三個人重新來到家門口的時候,就聽見里面開門鎖的聲音,不一會,那木門吱呀一聲開了一溜窄縫,那雙猜疑、敵視的目光從窄縫里射出兩道光芒來。
“叔,是我啊,快開門。”老板娘說。
那雙眼睛在她身上審視了一番后,又審視了馬天文和牛迭飛一番后才慢慢把一扇門拉開。
“叔,你整天大白天鎖著個門,誰搶你的?”老板娘跟叔開玩笑說。
“你可別這么說。”叔嚴肅地說,“以前那會兒,敞著大門睡覺我也不拍,現如今可不敢啦,土匪、小偷遍地都是。”

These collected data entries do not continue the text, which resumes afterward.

PR #1227, opened 2026-06-09
fix Full CI for OPF Windows

HugoKulesza:

Bug fix : Full CI error due to missing url in Windows Ipopt install 

- [ ] Yes
- [x] No

### DIFF
--- a/.github/workflows/full-ci.yml
+++ b/.github/workflows/full-ci.yml
@@ -194,13 +194,13 @@ jobs:
           otool -L "$(brew --prefix ipopt)/lib/libipopt.dylib"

“你就這幾間破土坯房,幾件破爛家具,幾甕糧食,誰稀罕呀?”老板娘說,指指身后的馬天文和牛迭飛說,“這兩位同志,是從城里來的,一個記者,一個老師,想跟你拉拉呱。”
“跟我拉啥呱?”老人笑笑,一臉滿足感,“二位城里的同志,快進屋吧!”
“走,進去吧。”老板娘對兩人說,跟著老人進了院子。
那條拴在梧桐樹上狼狗,齜牙咧嘴,汪汪地狂吠著。兩人不敢進院子。
“別叫喚了,這是城里來的貴客。”老人沖狼狗溫和地說,然后沖縮身在影壁墻跟前兩人招手說:進來吧,沒事啦,這畜生認生。”